You are having the right approach. Perhaps you missed out the trailing g in your regex expression that enables matching every occurence of . and _ in each filename.

For use with rename, I would suggest this two-steps approach:

rename 's/[._]//g' *.tif    # remove any . and _ occurence


Sep04170037tif Sep04170202tif Sep04170554tif Sep04170717tif Sep04170841tif


rename 's/tif$/.tif/' *tif    # replace ending tif by .tif

resulting in

Sep04170037.tif Sep04170202.tif Sep04170554.tif Sep04170717.tif Sep04170841.tif

Don't hesitate to try out your regexes online first, for instance on regex101, which also teaches you many things about pcre :)
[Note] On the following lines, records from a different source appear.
PR #1162, opened 2026-08-13
refactor(node): simplify peer block import

klkvr:
## Summary

Simplifies follower peer-block import by removing checks already enforced by the L1 subscriber or `advanceTempo` execution:

- the duplicate local-checkpoint transition check
- peer-driven insertion into the deposit queue
- retry-loop and helper indirection around anchor waiting

The importer still waits for the exact locally observed L1 anchor, compares `advanceTempo` deposits and enabled tokens with receipt-authenticated portal events, authenticates live senders after the anchor updates the schedule, and executes the block through the engine.

## Validation

- `cargo +nightly clippy -p zone-l1 -p zone-node --all-targets --all-features -- -D warnings`

### DIFF
--- a/crates/l1/src/event.rs
+++ b/crates/l1/src/event.rs
@@ -98,6 +98,43 @@ impl L1PortalEvents {
         }
     }
 
+    /// Validate that `advanceTempo` processes every deposit and token enable observed in this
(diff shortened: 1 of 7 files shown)


klkvr:
cyclops audit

[EDIT]: if you prefer one-liners:

rename 's/[._]//g;s/tif$/.tif/' *.tif

Will also avoid matching unfortunate neighbouring unrelated files that would unluckily also be ending by tif during the second step.


One variant using sed:

for file in *tif; do newname=$(echo "$file" | sed 's/_//;s/\.\([0-9]\)/\1/g'); mv -v "$file" "$newname"; done
'Sep04_17.00.37.tif' -> 'Sep04170037.tif'
'Sep04_17.02.02.tif' -> 'Sep04170202.tif'
'Sep04_17.05.54.tif' -> 'Sep04170554.tif'
'Sep04_17.07.17.tif' -> 'Sep04170717.tif'
'Sep04_17.08.41.tif' -> 'Sep04170841.tif'

Using mv -v in the example only to show before/after.